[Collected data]
+ + + + + + +

PR #35, opened 2021-04-23
Replace completion command for imports with additionalTextEdits

### LINKED ISSUE #1248: LSP Class / function imports should be provided by additionalTextEdits instead as a command
At the moment class and function imports are provided as a command with the completion item: https://github.com/phpactor/language-server-phpactor-extensions/blob/master/lib/LanguageServerCompletion/Handler/CompletionHandler.php#L123

My completion kind of freaks out because at the same time the completion is inserted the command modifies the document. Digging the [LSP spec](https://microsoft.github.io/language-server-protocol/specifications/specification-current/#textDocument_completion) I found that it is suggested to provide imports via `additionalTextEdits`:

> Additional text edits should be used to change text unrelated to the
> current cursor position (for example adding an import statement at the
> top of the file if the completion item will insert an unqualified type).

Looking into the completion plugins I found that they support `additionalTextEdits` as well.

As I already found all the places I could work on this one if the approach is okay @dantleech .

weeman1337:
This PR replaces the completion command for imports with `additionalTextEdits`.

Summary
* new `ImportName` service handling all the things the import command did before
* the import command and the completion now utilise the `ImportName` service for creating the import text edits

Closes phpactor/phpactor#1248


tests/LanguageServerCompletion/Extension/TestExtension.php
```diff
@@ -0,0 +1,30 @@
...
+        $this->registerFilePathExpanders($container);
+    }
+
+    public function configure(Resolver $schema): void
+    {
+    }
+
+    private function registerFilePathExpanders(ContainerBuilder $container): void
+    {
+        $container->register('core.file_path_resolver.project_config_expander', function (Container $container) {
```
weeman1337, line 25: This one comes from the phpactor main project. I've put this here for a minimal setup.

weeman1337:
@dantleech there is an issue when completing the same simple names:

ImportConflicts

But I think this is a separate issue (is this a bug or a new feature)? I would expect that it uses the FQN if there is already an import for the same simple name.

dantleech:
eh ... this is something the current import logic is taking care of - if there is a duplicate name it will automatically add an alias https://github.com/phpactor/language-server-phpactor-extensions/blob/320b8b0e1103a648f1f6a1892f5604e7c964252d/lib/LanguageServerCodeTransform/LspCommand/ImportNameCommand.php#L75-L99

weeman1337:
I think then it should behave the same for completions as well.

Should that be part of the `CompletionHandler`? Like

* Using parts of `TolerantImportName` (adding an option not to update references)
  * Instead of using the `TolerantUpdater` as in the current PR
* Extract the alias fallback logic from `ImportNameCommand.php` and reuse it there

dantleech:
Could we use the exact same logic? It seems maybe we could also delegate to the command in-process?

weeman1337:
> Could we use the exact same logic?

That was what I was trying to say above :D 

> It seems maybe we could also delegate to the command in-process?

I will try. But the imported name has to be changed as well. If the command introduces the imports then there has to be feedback to the completion to change the completion text.

dantleech:
Yes - maybe a new API method on `ImportName` or, as you say, a flag.

We could then:

1. ~Delegate to the command in-line (I can check what the best way to do that would be) and add a flag to the command.~
2. Extract the logic from the command (and the tests surrounding that logic) to a new service in the `[LS]CodeTransform` package.
3. Refactor the command into a service - I'm not sure it's used for anything else, so removing some responsibility there might be good.

~In the case of the command we would still need to have access to the new completion suggestion if an Alias was used. So perhaps the best option is 2)~ (as you say :sweat_smile: )

lib/LanguageServerNameImport/Service/NameImport.php
```diff
@@ -0,0 +1,90 @@
+<?php
```
weeman1337: @dantleech I extracted the import functionality to this "service". Could you please have a look whether you are fine with the naming and location of it? Thanks :)

(Using this new service is still open. See ToDo in the PR description.)

lib/LanguageServerNameImport/LanguageServerNameImportExtension.php
```diff
@@ -0,0 +1,31 @@
...
+
+use Phpactor\CodeTransform\Domain\Refactor\ImportName;
+use Phpactor\Container\Container;
+use Phpactor\Container\ContainerBuilder;
+use Phpactor\Container\Extension;
+use Phpactor\Extension\LanguageServer\LanguageServerExtension;
+use Phpactor\Extension\LanguageServerNameImport\Service\NameImport;
+use Phpactor\MapResolver\Resolver;
+
+class LanguageServerNameImportExtension implements Extension
```
dantleech: Instead of creating another extension, can this go in the `code-transform` extension?

lib/LanguageServerNameImport/Service/NameImport.php
dantleech: Could put it in `Model` I guess (it's both code-transform and language-server so nothing "extrenal" really)

dantleech: If we move this to `LanguageServerCodeTransform` additionally some namespacing `Model\ImprotName`

tests/LanguageServerCompletion/Extension/TestExtension.php
dantleech: hmm, yes this is annoying. Perhaps the container could somehow take care of path expansion (like Symfony) the reason I did not do this originally was performance for the original Phpactor which is a new process for each RPC request - could use a cache :/

tests/LanguageServerNameImport/Service/NameImportServiceTest.php
```diff
@@ -0,0 +1,271 @@
...
+        $this->importNameProphecy = $this->prophesize(RefactorImportName::class);
+        $this->byteOffset = ByteOffset::fromInt(self::EXAMPLE_OFFSET);
+        $this->aliasAlreadyUsedExceptionProphecy = $this->prophesize(AliasAlreadyUsedException::class);
+        $this->nameAlreadyImportedExceptionProphecy = $this->prophesize(
+            NameAlreadyImportedException::class
+        );
+
+        $this->textEdits = TextEdits::one(
+            TextEdit::create(23, 6, 'huhuhu')
+        );
```
dantleech: you can avoid prophecy in most of these cases:

- for the value object `TextDocumentItem` use `ProtocolFactory::textDocumentItem()` (which is a convenient wrapper for common protocol classes for testing)
- the Exception doesn't need to be prophesized
- You can use the real `Workspace` class I think.

dantleech (commented):
Really nice work so far :+1:

tests/LanguageServerNameImport/Service/NameImportServiceTest.php
weeman1337: My idea was to isolate the subject under test as good as possible.  
That is why I prophecised / mocked everything possible except `NameImport`.

Maybe just different opinions about test strategies. I am fine with either ways.

lib/LanguageServerNameImport/LanguageServerNameImportExtension.php
weeman1337: Yes. `code-transform` needs some changes anyway.

tests/LanguageServerNameImport/Service/NameImportServiceTest.php
dantleech: yes - it's a concious choice to move away from doing this. Mocked dependencies do not act in the same way as the real objects, and some objects absolutely do not need to be mocked. Ideally we'd always test using real things to get the most value from a test, but practically we need to use fakes, stubs and mocks sometimes.

It might make sense to mock something with an _interface_ and complicated behavior and external dependencies (e.g. the `NameImport`) but things that belong to the domain we're testing needn't be mocked. And some types of class should never be mocked (Value Objects, Exceptions, etc). We're testing behavior.

lib/LanguageServerNameImport/LanguageServerNameImportExtension.php
weeman1337: With `code-transform" extension do you mean https://github.com/phpactor/language-server-phpactor-extensions/tree/master/lib/LanguageServerCodeTransform or https://github.com/phpactor/code-transform ?

dantleech: yeah, i mean the LanguageServerCodeTransform extension in this repo.

theoretically this package offers extensions which bridge the language server to phpactor's functionality. so `name import` is a `code-transform` thing, so should belong there.

composer.json
```diff
@@ -13,7 +13,7 @@
         "php": "^7.3 || ^8.0",
         "dantleech/object-renderer": "^0.1.1",
         "phpactor/phly-event-dispatcher": "^2.0.0",
-        "phpactor/code-transform": "^0.4.1",
+        "phpactor/code-transform": "dev-feature-cmd-addtextedits as 0.4.2",
```
weeman1337, line 16: - [ ]  Rollback once the `code-transform` changes have been merged

lib/LanguageServerCompletion/Handler/CompletionHandler.php
```diff
@@ -111,16 +111,25 @@ public function completion(CompletionParams $params, CancellationToken $token):
                         : InsertTextFormat::PLAIN_TEXT
                     ;
                 }
-                
-                $items[] = $i = CompletionItem::fromArray([
+
+                $importNameResult = $this->importClassOrFunctionName($suggestion, $params);
+
+                if ($importNameResult->isSuccessAndHasAliasedNameImport()) {
+                    // todo is this the right place?
```
weeman1337: My feelings say this is the wrong place and way for doing this.  
See the "text edit conversion" comment below as well.

lib/LanguageServerCompletion/Handler/CompletionHandler.php
```diff
@@ -111,16 +111,25 @@ public function completion(CompletionParams $params, CancellationToken $token):
...
+                }
+
+                $items[] = CompletionItem::fromArray([
                     'label' => $name,
                     'kind' => PhpactorToLspCompletionType::fromPhpactorType($suggestion->type()),
                     'detail' => $this->formatShortDescription($suggestion),
                     'documentation' => $suggestion->documentation(),
                     'insertText' => $insertText,
                     'sortText' => $this->sortText($suggestion),
+                    // todo convert text edit if there is an alias import
```
weeman1337: The imported name and the text edit have to be changed for an alias import. I am unsure whether this belongs to the `CompletionHandler`. But I have no idea where to put it otherwise.

lib/LanguageServerCompletion/Handler/CompletionHandler.php
```diff
@@ -166,20 +175,31 @@ private function textEdit(Suggestion $suggestion, TextDocumentItem $textDocument
...
+            return ImportNameResult::createEmptyResult();
         }
 
-        return new Command(
-            'Import class',
-            ImportNameCommand::NAME,
-            [$uri, $offset->toInt(), $suggestion->type(), $suggestion->nameImport()]
+        $doc = $this->workspace->get($params->textDocument->uri);
+        // todo: avoid conversions?
+        $offset = PositionConverter::positionToByteOffset($params->position, $doc->text);
```
weeman1337, line 192: I found several places where positions are converted. After all I found three options: Integer, ByteOffset and Position. Maybe not a task for this PR but in general it maybe would make sense to replace all of these by an unified Position providing line/col and the byte offset. That could save many conversion calls.

weeman1337:
* The name import logic is now located in `LanguageServerCodeTransform`.
* The tests now do less mocking.
* The completion now uses the name import logic as well.
* Ignore the failed tests for now. This is because of my temporary composer dependency change. I will rollback the composer changes once the `code-transform` PR phpactor/code-transform#50 has been merged.

I still have some open points where I do not really know what to do. See the code comments.

lib/LanguageServerCompletion/Handler/CompletionHandler.php
dantleech: In general Phpactor is not coupled to LSP (for historical reasons) so this is where we cross domains. Phpactor has it's own value objects in `phpactor/text-document`: `LineCol` for example translates to LSP `Position`. We could imagine one day migrating older Phpactor code to use the new Phpactor V/Os which correspond more or less with the LSP ones.

On the positive side the Phpactor V/Os are much more useful to work with, as they can provide utility methods, whereas the LSP protocol classes are basically DTOs.

lib/LanguageServerCompletion/Handler/CompletionHandler.php
dantleech: Could add a bridge/adapter to avoid the coupling, I think the smell is that we import classes from CodeTransform here, you could introduce a `Model\CompletionNameImporter` interface (or whatever) and then add an adapter in `LanugageServerCompletion/Adapter/LanguageServerCodeTransform/CodeTransformCompletionNameImporter` for example.

What do you think? Would that help?

weeman1337: That doesn't solve the problem:
* The completion provides suggestions (e.g. `Foo`)
* The import function finds out that it has to be imported using an alias name (e.g. `BarFoo`)
* Now this has to be feed back to the completion because the imported name is now different from the original suggestion

dantleech: Why does it need to be fed back? Is there a functional problem with the code as it is?

weeman1337: Because the import may result in using an alias. As described above: The original suggestion is `Foo`. Because of the import an alias has to be used. `Foo` becomes for e.g. `BarFoo`. If that happens the completion `insertText` and the `textEdit` have to be changed from `Foo` to `BarFoo`. This is easy for the `insertText` but not for the `textEdit`.

weeman1337: To be concrete: this has to change if there is an alias: https://github.com/weeman1337/language-server-phpactor-extensions/blob/78b68789ff221cd084084d6e5156a0c3e071e3df/lib/LanguageServerCompletion/Handler/CompletionHandler.php#L157-L176

lib/LanguageServerCompletion/Model/CompletionNameImporter.php
```diff
@@ -0,0 +1,18 @@
+<?php
+
+declare(strict_types=1);
+
+namespace Phpactor\Extension\LanguageServerCompletion\Model;
+
+use Phpactor\Extension\LanguageServerCodeTransform\Model\NameImporter\NameImporterResult;
+
+interface CompletionNameImporter
```
weeman1337, line 9: I hope that is what you expected for the decoupling @dantleech  https://github.com/phpactor/language-server-phpactor-extensions/pull/35#discussion_r632349702

lib/LanguageServerCompletion/Handler/CompletionHandler.php
weeman1337: Hai @dantleech . Just a ping if you have any ideas about how to solve the problem mentioned above.

dantleech: I'm sure I'm missing something: but why not refactor to pass the `$importName` in addition to `Suggestion`? The range remains constant? Only the replacement text needs to change?

weeman1337: I am not sure if I am proably missing something 🙃

I had a closer look at the `TextEdit` spec. First I thought that it contains the target range. That isn't the case. I will update the code. It should work.

weeman1337:
Great - with https://github.com/phpactor/language-server-phpactor-extensions/commit/db5c6c4474ab93059bd33d82b9cf871ab357f298 some parts of this PR are done as well but in a slightly different way. I will close this one and open some smaller PRs.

+ + + + + + +

WORK ORDER
Reproduce exactly the entries above, limited to the lines from the one with "import text edits" through the one with "eh ... this", both included.

EXERCISE OUTPUT
* the import command and the completion now utilise the `ImportName` service for creating the import text edits

Closes phpactor/phpactor#1248


tests/LanguageServerCompletion/Extension/TestExtension.php
```diff
@@ -0,0 +1,30 @@
...
+        $this->registerFilePathExpanders($container);
+    }
+
+    public function configure(Resolver $schema): void
+    {
+    }
+
+    private function registerFilePathExpanders(ContainerBuilder $container): void
+    {
+        $container->register('core.file_path_resolver.project_config_expander', function (Container $container) {
```
weeman1337, line 25: This one comes from the phpactor main project. I've put this here for a minimal setup.

weeman1337:
@dantleech there is an issue when completing the same simple names:

ImportConflicts

But I think this is a separate issue (is this a bug or a new feature)? I would expect that it uses the FQN if there is already an import for the same simple name.

dantleech:
eh ... this is something the current import logic is taking care of - if there is a duplicate name it will automatically add an alias https://github.com/phpactor/language-server-phpactor-extensions/blob/320b8b0e1103a648f1f6a1892f5604e7c964252d/lib/LanguageServerCodeTransform/LspCommand/ImportNameCommand.php#L75-L99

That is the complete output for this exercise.